BEGIN Data provided

PR #31607, opened 2021-03-12
[NPU] Fix gather_grad bug and add test

zhiqiu:
### PR types

Bug fixes
### PR changes

OPs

END Data provided

[Task to carry out]:
Copy task. Give back the whole listing exactly as written.

[Exercise response]:
PR #31607, opened 2021-03-12
[NPU] Fix gather_grad bug and add test

zhiqiu:
### PR types

Bug fixes
### PR changes

OPs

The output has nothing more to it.